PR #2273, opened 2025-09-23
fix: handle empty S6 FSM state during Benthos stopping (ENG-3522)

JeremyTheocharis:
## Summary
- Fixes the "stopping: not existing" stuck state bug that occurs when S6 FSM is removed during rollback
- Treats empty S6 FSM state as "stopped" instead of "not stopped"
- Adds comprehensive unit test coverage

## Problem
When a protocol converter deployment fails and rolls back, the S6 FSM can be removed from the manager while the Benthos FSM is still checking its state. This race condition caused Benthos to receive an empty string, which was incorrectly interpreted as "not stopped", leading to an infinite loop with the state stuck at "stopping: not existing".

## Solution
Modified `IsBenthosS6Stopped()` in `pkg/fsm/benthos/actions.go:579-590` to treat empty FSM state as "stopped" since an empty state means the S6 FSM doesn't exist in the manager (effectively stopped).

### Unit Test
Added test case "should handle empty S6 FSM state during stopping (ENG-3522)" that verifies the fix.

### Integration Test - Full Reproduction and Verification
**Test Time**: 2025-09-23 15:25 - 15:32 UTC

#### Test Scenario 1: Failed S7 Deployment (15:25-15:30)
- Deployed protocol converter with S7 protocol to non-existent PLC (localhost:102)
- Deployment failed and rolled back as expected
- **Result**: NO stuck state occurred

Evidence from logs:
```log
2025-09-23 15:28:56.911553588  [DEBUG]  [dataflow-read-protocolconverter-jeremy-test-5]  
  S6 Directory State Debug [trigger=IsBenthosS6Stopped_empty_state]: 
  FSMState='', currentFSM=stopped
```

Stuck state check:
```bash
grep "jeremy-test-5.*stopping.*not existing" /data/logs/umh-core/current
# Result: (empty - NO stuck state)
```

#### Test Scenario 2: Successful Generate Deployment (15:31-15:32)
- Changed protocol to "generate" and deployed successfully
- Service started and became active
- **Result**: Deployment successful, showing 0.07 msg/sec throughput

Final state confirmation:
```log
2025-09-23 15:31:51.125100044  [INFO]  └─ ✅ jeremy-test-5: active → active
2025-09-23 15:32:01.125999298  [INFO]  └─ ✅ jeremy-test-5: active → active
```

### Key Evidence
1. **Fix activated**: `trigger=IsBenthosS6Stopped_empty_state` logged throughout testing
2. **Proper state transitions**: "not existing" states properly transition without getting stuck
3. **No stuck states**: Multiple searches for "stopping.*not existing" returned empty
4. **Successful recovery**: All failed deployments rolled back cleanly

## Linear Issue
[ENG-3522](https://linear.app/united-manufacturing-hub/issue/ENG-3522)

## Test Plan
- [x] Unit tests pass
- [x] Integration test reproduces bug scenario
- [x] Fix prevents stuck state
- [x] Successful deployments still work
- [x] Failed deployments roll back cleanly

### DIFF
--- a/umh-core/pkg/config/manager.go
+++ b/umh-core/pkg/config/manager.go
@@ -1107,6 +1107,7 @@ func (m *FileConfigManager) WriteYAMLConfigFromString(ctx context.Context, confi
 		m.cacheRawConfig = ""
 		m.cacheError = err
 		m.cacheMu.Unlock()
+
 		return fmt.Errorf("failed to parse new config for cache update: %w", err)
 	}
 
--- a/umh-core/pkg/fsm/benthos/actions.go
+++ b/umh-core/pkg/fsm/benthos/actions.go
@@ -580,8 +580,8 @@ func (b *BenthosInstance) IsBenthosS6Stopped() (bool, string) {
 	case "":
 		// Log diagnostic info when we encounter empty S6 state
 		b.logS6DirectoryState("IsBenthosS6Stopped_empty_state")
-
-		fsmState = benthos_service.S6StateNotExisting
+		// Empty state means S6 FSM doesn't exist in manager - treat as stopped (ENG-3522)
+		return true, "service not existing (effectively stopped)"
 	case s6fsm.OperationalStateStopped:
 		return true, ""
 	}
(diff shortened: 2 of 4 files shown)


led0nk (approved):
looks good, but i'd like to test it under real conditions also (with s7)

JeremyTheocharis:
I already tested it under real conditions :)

:::::

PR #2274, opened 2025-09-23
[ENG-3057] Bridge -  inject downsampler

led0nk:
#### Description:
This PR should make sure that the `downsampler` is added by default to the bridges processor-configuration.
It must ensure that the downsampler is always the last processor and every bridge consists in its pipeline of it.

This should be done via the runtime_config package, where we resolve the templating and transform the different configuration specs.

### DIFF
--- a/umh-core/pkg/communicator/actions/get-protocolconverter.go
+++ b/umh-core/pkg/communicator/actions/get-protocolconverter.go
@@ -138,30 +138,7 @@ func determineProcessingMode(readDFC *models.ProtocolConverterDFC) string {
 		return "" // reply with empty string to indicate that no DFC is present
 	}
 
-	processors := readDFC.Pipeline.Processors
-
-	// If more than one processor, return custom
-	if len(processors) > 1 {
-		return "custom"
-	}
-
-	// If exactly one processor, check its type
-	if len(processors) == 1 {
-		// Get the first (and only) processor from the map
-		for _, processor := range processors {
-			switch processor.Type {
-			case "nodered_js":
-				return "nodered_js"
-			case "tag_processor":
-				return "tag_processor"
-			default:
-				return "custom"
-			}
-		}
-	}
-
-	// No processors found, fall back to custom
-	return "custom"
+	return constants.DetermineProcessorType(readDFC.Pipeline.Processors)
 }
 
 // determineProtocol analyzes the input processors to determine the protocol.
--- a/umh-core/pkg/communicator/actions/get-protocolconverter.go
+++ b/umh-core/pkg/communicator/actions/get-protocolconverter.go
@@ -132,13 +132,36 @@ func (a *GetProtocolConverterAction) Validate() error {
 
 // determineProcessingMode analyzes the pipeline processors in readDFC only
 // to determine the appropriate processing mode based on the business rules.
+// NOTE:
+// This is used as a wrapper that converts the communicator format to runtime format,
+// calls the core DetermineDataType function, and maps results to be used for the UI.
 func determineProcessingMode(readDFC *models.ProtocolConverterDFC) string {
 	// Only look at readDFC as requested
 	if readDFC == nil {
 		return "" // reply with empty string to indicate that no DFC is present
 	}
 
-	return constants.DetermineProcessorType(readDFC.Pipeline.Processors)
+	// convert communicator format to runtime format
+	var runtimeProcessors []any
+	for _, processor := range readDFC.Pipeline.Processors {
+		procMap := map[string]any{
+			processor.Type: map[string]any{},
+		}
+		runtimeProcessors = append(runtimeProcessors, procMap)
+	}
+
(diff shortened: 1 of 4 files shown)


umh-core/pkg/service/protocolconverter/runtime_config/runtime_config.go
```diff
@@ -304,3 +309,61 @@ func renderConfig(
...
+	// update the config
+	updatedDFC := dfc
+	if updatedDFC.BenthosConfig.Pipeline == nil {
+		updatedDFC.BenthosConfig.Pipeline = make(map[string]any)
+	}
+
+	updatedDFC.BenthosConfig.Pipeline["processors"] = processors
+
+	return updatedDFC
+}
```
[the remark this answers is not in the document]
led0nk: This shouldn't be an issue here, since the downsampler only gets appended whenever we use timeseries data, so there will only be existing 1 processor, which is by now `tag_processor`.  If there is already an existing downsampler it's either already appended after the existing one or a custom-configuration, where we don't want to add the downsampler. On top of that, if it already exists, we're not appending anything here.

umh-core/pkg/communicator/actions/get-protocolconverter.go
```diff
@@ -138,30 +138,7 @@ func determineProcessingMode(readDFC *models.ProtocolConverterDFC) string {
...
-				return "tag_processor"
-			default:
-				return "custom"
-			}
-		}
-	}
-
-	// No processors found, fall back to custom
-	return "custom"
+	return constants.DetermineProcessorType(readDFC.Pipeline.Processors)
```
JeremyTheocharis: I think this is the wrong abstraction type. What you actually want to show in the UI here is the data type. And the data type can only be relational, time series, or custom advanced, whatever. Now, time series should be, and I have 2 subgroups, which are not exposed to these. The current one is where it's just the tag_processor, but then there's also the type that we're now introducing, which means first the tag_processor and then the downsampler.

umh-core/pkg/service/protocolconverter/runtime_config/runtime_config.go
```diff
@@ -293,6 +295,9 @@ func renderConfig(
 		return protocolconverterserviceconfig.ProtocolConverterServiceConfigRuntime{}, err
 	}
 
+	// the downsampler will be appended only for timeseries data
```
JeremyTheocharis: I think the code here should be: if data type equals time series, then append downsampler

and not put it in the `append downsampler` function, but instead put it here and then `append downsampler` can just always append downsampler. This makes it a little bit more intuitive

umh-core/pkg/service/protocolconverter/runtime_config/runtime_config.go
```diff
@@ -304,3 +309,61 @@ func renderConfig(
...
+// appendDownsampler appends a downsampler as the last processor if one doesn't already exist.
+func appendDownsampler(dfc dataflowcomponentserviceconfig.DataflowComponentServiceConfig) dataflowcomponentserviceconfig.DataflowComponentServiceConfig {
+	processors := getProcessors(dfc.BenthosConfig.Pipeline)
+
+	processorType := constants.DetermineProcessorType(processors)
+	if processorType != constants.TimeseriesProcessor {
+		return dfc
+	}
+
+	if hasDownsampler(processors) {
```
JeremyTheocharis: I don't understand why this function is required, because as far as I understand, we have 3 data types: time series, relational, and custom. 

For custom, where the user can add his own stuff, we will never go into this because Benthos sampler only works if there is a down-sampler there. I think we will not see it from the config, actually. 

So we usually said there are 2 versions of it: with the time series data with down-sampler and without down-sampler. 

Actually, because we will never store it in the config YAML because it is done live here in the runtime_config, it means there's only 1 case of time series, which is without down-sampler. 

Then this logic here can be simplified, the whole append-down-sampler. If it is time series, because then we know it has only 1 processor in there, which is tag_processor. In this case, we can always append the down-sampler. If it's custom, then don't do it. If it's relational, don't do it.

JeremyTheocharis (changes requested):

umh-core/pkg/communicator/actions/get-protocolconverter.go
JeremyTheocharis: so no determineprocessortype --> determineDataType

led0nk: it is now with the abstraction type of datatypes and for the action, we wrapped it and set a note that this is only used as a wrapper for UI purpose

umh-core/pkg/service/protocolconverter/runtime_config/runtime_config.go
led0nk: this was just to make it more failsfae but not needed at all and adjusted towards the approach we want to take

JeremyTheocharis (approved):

:::::

PROMPT: Go through the records above and copy every line with the word "more".

EXERCISE ANSWER:
-	// If more than one processor, return custom
and not put it in the `append downsampler` function, but instead put it here and then `append downsampler` can just always append downsampler. This makes it a little bit more intuitive
led0nk: this was just to make it more failsfae but not needed at all and adjusted towards the approach we want to take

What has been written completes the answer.